Task description: Spot each line in the data below containing "cron" and copy it.

(Records for this task Opens)

PR #1030, opened 2025-11-26
Email outbox backend

N2D4:
I'm sorry for whoever reviews this. I tried to split it up as much as possible so this is only the existing functionality migrated onto the new email outbox table; the new endpoints or UI changes are not here yet.

Tests not passing yet but already ready for reviews.

How to review:

- The most important file is schema.prisma. It contains the explanation of the new EmailOutbox table, and all its constraints.
- After that, check the updated emails.tsx. It writes to the EmailOutbox table.
- Then, check email-queue-step.tsx. It contains the logic that renders, queues, and sends an email (alongside emails-low-level.tsx). This is called once every ~second (in a Vercel cron job in prod or a script in dev) and whenever a new email is sent (see the callers of runEmailQueueStep for more info).
- Then, look at the updated endpoints. Would love to have some eyes on the ones that @BilalG1 wrote in particular.
- Finally, everything else. Everything else should be relatively straight-forward, I think, mostly migrations.

The prompt that generated the first version (but note that the final version is somewhat different from what was generated, but it might help get some overview):

```
i want you to implement a new email sending backend infrastructure. apps/backend is the right folder

let's start with the database. For this purpose, I've already created an EmailOutbox model in the prisma schema. Note that, for now, canHaveDeliveryInfo is always false (we never fetch delivery info rn). Note that the EmailOutbox is on the global database, not the source-of-truth database (which means it's not in the same database as the project users, for example, and can't have foreign key relations to those). You must create a new migration for this new schema; you will have to manually write the migration SQL for it (can't use the Prisma command). After that, create another subsequent migration that migrates from the old SentEmail table to the new one.

Create a file in `lib` that has functions for the email outbox for listing all emails (returning the database objects), editing an email, resetting an email, deleting an email (which should only work under the same conditions as the retry one). This file should be SUPER clean, make sure to have many explained/documented functions with concise docs.

You also want to update emails.tsx to use the new email outbox. The usual current email-sending functions should instead of sending the email directly, create an EmailOutbox row in the database instead. It should also queue the email-queue-step below onto QStash so that it can start queuing itself repeatedly (this should probably be exported as a function so. Keep the existing function implementations somewhere for your own reference until you've implemented the email queue step endpoint down below, as you'll need to implement the email queue step endpoint down below with them. Note that if you send from a templtae to many users, each user is its own row in the email outbox system. Feel free to update the signature of the send email functions to match the information that is required in EmailOutbox, just update all the callers.

Also, update the `email-rendering.tsx` file to export a new function that allows you to render many email templates/drafts/themes at once, as long as they are for the same tenancy ID. They should all be in a single call to Freestyle.

Note that difference between InternalError and ExternalError in the EmailOutbox schema. Internal errors contain all the information, but maybe have sensitive implementaiton-speciifc data that should not exposed to the end user who sent the email. External errors are guaranteed to be safe to expose to the end user who sent the email. There is already a similar handling that's implicit in the emails.tsx file, so take some of its logic and make it more explicit (for both rendering & sending server errors, make functions that take internal full error objects and returns an external error object, with just a string like "Internal server error" if it's an unknown error). 

Also, create the following endpoints (please look at other endpoints in the backend to see how they're implemented, and make sure the security is good):

- GET /api/latest/emails/delivery-info: This endpoint returns some stats on the emails. It should return the number of emails sent in the last hour, last day, last week, and last month, and how many of those emails (per hour, day, week, and month) were marked as spam or bounced. It should also return the "capacity rate": the number of emails that can be sent per second. It should be calculated like this: `max(max(<the number of emails sent in the last week> * 4, 200) * penaltyFactor, 5) / 7 / 60 / 60`, where penaltyFactor is a number between 0 and 1 depending on what % of emails were bounced or marked as spam (I will build a precise metric for this later, for now you can think about it and make your own).
- GET /api/latest/emails/outbox: List all emails in the outbox, paginated like the users endpoint. Should return a nice type for the individual rows which should at least contain the status and simple status, and probably some other useful fields that you think should be displayed to the user in the UI, but not all those from the database (if you're not sure whether it's needed, don't include it, we can include it later). The function which converts DB EmailOutbox objects to the API type should be separate from the other stuff as we will use it elsewhere too.
- PATCH /api/latest/emails/outbox/{id}: Edit an email in the outbox, if the conditions for it are met. Only some fields can be edited, see the Prisma schema for an explanation
- POST /api/latest/emails/outbox/{id}/cancel: Cancel an email in the outbox, if the conditions for it are met
- POST /api/latest/emails/outbox/{id}/retry: Retry an email in the outbox, if the conditions for it are met. See the Prisma schema for an explanation
- POST /api/latest/internal/email-queue-step: This is a QStash receiver that is constantly called by QStash in an infinite loop. Make sure that it is super clean and easy to understand. Feel free to split it up into multiple functions and files as needed.
- - First thing it should do is add a call to itself back into the QStash queue, with Flow Control with a flow control key equal to the URL, a rate limit of 1 per second, and a parallelism limit of 1.
- - Then, it should acquire a Postgres exclusive lock, to make sure that only one email-queue-step can be running at a time (make sure this is easy to understand and free of data races). It should be released automatically at the end of this endpoint (think about how we can make it that there's no deadlock if the endpoint fails for whatever reason, eg. the server it's running on dies).
- - Now, it should get the timestamp of the last execution of this endpoint (which is stored in some metadata table in the global database), and calculate the precise time delta in seconds. The new time should be updated in the metadata table. (Make sure that it's not negative, which can happen due to clock skew, so make sure to handle that by just not doing anything if the new time is before the last execution time).
- - Then, it should fetch all the email outbox rows that do not have a renderedByWorkerId, and set renderedByWorkerId to a random UUID and startedRenderingAt to now (it should do this in an atomic statement so that an email is never rendered by multiple workers at the same time). It should then use email-rendering.tsx to render the email, using the previously created batch-by-tenancy function (you need to group the email outbox rows by tenancy ID for this). Once done, it should (again, in a single atomic statement) check whether the renderedByWorkerId is still set to the same UUID (this is to make sure there are no race conditions), and if so, set the appropriate fields in the EmailOutbox row.
- - Next, it should run a SQL query that updates all rows with scheduledAt < now() and isQueued = false to set isQueued = true.
- - Now, it should fetch a deduplicated list of all tenancy IDs of all email outbox rows that have isQueued = true and startedSendingAt being null, and set startedSendingAt to now.
- - For each tenancy ID in the list:
- - - Calculate the capacity rate. Multiply it by the time delta since the last endpoint execution. Use stochastic rounding to round to the nearest integer.
- - - For that tenancy, fetch at most that many email outbox rows that have isQueued = true and startedSendingAt being null, and set startedSendingAt to now. Fetch those rows that have the highest priority (see the Prisma schema for an explanation).
- - - Then, asynchronously in parallel, process each email that needs to be sent. Use the email-sending functions to send the emails, and update finishedSendingAt and canHaveDeliveryInfo (recall it's always set to false for now) for each row when the email is sent. Before you send the email, check whether the user still exists in the DB, and use the same notification category logic from the send-email endpoint (extract it into a helper function) to find out which users have already unsubscribed and should not receive the email, and set skippedReason accordingly if necessary. If the email encountered an error while sending, set the sendServerError-ish fields in the same atomic statement. `waitUntil` each promise (to make sure that they continue running in the background). Ensure that a bug when handling one of the emails does not mess with the other emails. Don't use `.catch`, ever, use try-catch blocks, and use `captureError("<some-machine-readable-location-id>", ...)` to capture all unknown errors aggressively.


While you're at it, we now have some new features like scheduling, add those to the send-email endpoint.

Make sure to make VERY comprehensive E2E tests for ALL the edge cases.

The code should be ULTRA clean and NEVER repetitive, feel free to create helper functions and files as needed. Definitely make sure everything is clean and easy to understand. When there's some logic that is used in multiple places, create a helper function for it. In the end, write a human-readable README.md file in the email endpoint folder that explains how the email infrastructure works, meant to be read by a technical human (it should be VERY concise and understandable!)

```

---

> [!NOTE]
> Migrates email to an async outbox pipeline with queueing/rendering, delivery stats, updated APIs, and extensive tests.
> 
> - **Database/Migrations**:
>   - Add `EmailOutbox` schema with generated columns, constraints, and indices; migrate data from `SentEmail` and drop it.
> - **Backend/Logic**:
>   - Implement outbox-driven flow: enqueue via `sendEmailToMany`, batch render (Freestyle), queue, and send (low-level SMTP/provider) with robust error handling and skip reasons.
>   - Add periodic processor: `runEmailQueueStep` and internal endpoint `/api/latest/internal/email-queue-step` with locking, delta-based capacity, and stochastic quotas.
>   - Extract low-level email sender, batched renderer, and delivery stats calculator.
> - **APIs**:
>   - Update `POST /api/latest/emails/send-email` (per-user enqueue, variables JSON, priority/scheduling, notification category validation).
>   - Add `GET /api/latest/emails/delivery-info` (hour/day/week/month stats and capacity).
>   - Switch internal email listing to outbox-backed data shape.
> - **SDK/Template**:
>   - Expose `getEmailDeliveryStats` and `useEmailDeliveryStats`; server interface method added.
> - **Tests**:
>   - Comprehensive E2E for queue step, delivery stats, unsubscribe, drafts/templates, variables, all-users sends, and edge cases.
>   - Test helpers improved (mailbox wait utilities, auth fast signup).
> - **Infra/Tooling**:
>   - Add Vercel cron for email queue step; dev script to run queue locally.
>   - Docker deps: add Drizzle Gateway; tweak Postgres and compose; CI workflow renamed to build/run.
>   - Misc refactors (ESM config, Next/Sentry adjustments), README for email pipeline.
> 
> <sup>Written by [Cursor Bugbot](https://cursor.com/dashboard?tab=bugbot) for commit 313c229d09ddc5ab12b5d27be1a4244ad64ae7dc. This will update automatically on new commits. Configure [here](https://cursor.com/dashboard?tab=bugbot).</sup>

## Summary by CodeRabbit

* **New Features**
  * Asynchronous Email Outbox pipeline (queuing, rendering, scheduling, priority, drafts) and internal queue runner
  * Delivery statistics API with capacity metrics
  * Send-email API: draft/template/html support, high-priority flag, and results now return user_id
  * Unsubscribe handling and two‑pass template rendering; unsubscribe links

* **Bug Fixes**
  * Improved deliverability checks, error reporting, retries and skip conditions

* **Documentation**
  * Email infrastructure README added

* **Tests**
  * Extensive e2e and unit tests for email flows and delivery-info endpoint

### DIFF
--- a/apps/backend/prisma/migrations/20251212180000_email_outbox/migration.sql
+++ b/apps/backend/prisma/migrations/20251212180000_email_outbox/migration.sql
@@ -165,9 +165,9 @@ CREATE TABLE "EmailOutbox" (
                     ("renderedHtml" IS NULL AND "renderedText" IS NULL AND "renderedSubject" IS NULL AND "renderedIsTransactional" IS NULL AND "renderedNotificationCategoryId" IS NULL)
                     AND (
                         "renderErrorExternalMessage" IS NOT NULL
-                        OR "renderErrorExternalDetails" IS NOT NULL
-                        OR "renderErrorInternalMessage" IS NOT NULL
-                        OR "renderErrorInternalDetails" IS NOT NULL
+                        AND "renderErrorExternalDetails" IS NOT NULL
+                        AND "renderErrorInternalMessage" IS NOT NULL
+                        AND "renderErrorInternalDetails" IS NOT NULL
                     )
                 )
             )
@@ -219,7 +219,12 @@ CREATE TABLE "EmailOutbox" (
             <= 1
         ),
     CONSTRAINT "EmailOutbox_click_implies_open_check"
-        CHECK ("clickedAt" IS NULL OR "openedAt" IS NOT NULL)
+        CHECK ("clickedAt" IS NULL OR "openedAt" IS NOT NULL),
+    CONSTRAINT "EmailOutbox_send_server_error_all_or_none_check"
+        CHECK (
+            ("sendServerErrorExternalMessage" IS NULL AND "sendServerErrorExternalDetails" IS NULL AND "sendServerErrorInternalMessage" IS NULL AND "sendServerErrorInternalDetails" IS NULL)
+            OR ("sendServerErrorExternalMessage" IS NOT NULL AND "sendServerErrorExternalDetails" IS NOT NULL AND "sendServerErrorInternalMessage" IS NOT NULL AND "sendServerErrorInternalDetails" IS NOT NULL)
+        )
 );
 
 -- CreateTable


apps/backend/src/lib/email-delivery-stats.tsx
```diff
@@ -0,0 +1,108 @@
...
+  const ratePerSecond = ratePerHour / 60 / 60;
+  return { ratePerSecond, penaltyFactor };
+}
+
+const deliveryStatsQuery = (tenancyId: string): RawQuery<EmailDeliveryStats> => ({
+  supportedPrismaClients: ["global"],
+  sql: Prisma.sql`
+    SELECT
+      SUM(CASE WHEN "finishedSendingAt" >= NOW() - INTERVAL '1 hour' AND "sendServerErrorInternalMessage" IS NULL AND "skippedReason" IS NULL THEN 1 ELSE 0 END)::bigint AS sent_last_hour,
+      SUM(CASE WHEN "finishedSendingAt" >= NOW() - INTERVAL '1 day' AND "sendServerErrorInternalMessage" IS NULL AND "skippedReason" IS NULL THEN 1 ELSE 0 END)::bigint AS sent_last_day,
```
BilalG1, line 50: can probably make this a clickhouse query later

N2D4: ooo that would be great, this query is p slow right now

BilalG1 (approved):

(Records for this task Closes)

Output below:
- Then, check email-queue-step.tsx. It contains the logic that renders, queues, and sends an email (alongside emails-low-level.tsx). This is called once every ~second (in a Vercel cron job in prod or a script in dev) and whenever a new email is sent (see the callers of runEmailQueueStep for more info).
>   - Add Vercel cron for email queue step; dev script to run queue locally.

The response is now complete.